§ **What needs to be done**
Only the lines of the data holding the string "reason" need to be returned.

§ **Excerpted records**
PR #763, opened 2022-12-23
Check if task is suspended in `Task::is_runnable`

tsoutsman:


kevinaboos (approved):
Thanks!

...

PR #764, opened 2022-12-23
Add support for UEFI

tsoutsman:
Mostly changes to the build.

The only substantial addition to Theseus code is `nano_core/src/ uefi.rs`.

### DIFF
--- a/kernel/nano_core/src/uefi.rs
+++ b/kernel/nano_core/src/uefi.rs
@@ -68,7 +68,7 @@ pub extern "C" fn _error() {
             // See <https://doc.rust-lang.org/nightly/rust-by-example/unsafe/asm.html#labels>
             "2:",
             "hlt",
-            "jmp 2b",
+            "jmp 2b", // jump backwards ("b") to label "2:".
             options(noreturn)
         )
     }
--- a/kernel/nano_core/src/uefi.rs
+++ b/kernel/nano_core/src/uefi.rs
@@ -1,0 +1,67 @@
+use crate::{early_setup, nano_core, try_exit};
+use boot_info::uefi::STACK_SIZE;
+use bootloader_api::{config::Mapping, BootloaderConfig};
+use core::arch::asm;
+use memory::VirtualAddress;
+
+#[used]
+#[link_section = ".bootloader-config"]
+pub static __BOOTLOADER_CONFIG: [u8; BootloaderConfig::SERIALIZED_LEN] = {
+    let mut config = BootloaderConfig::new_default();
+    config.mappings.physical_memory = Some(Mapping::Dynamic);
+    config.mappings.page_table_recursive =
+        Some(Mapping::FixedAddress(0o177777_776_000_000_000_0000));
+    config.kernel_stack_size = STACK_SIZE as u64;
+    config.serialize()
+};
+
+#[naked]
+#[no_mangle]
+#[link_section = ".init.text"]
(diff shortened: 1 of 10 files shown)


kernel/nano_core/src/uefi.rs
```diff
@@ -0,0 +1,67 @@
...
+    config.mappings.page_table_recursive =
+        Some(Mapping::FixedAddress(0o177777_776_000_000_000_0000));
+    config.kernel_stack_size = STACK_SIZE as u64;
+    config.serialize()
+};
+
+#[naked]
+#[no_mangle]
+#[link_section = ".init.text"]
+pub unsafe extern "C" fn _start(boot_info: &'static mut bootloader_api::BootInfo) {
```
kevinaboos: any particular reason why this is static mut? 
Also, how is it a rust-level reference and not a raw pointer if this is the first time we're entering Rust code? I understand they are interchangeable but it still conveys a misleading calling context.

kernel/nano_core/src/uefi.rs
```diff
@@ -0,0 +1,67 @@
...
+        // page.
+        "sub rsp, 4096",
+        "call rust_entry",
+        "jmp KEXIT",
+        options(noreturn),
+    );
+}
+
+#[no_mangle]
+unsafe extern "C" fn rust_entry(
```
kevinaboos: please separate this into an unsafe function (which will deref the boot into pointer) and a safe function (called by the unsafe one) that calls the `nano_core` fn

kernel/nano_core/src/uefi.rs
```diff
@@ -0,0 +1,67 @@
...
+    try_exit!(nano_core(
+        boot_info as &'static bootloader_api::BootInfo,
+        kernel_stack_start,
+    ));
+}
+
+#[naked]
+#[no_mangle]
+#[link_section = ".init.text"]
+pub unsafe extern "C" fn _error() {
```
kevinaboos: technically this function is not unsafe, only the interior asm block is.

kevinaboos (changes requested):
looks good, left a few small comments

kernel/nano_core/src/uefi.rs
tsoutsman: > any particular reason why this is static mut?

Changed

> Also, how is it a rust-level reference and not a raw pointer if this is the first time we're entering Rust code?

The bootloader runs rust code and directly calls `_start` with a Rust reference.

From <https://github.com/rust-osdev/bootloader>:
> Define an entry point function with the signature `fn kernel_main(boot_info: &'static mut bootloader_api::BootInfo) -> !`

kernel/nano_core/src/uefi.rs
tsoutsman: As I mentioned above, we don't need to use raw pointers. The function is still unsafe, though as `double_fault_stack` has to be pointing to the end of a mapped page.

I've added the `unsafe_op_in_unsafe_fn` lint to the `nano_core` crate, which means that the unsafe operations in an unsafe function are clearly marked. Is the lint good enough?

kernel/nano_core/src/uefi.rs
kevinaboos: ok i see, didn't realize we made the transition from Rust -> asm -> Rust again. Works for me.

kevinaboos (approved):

§ **Written answer**
kevinaboos: any particular reason why this is static mut? 
tsoutsman: > any particular reason why this is static mut?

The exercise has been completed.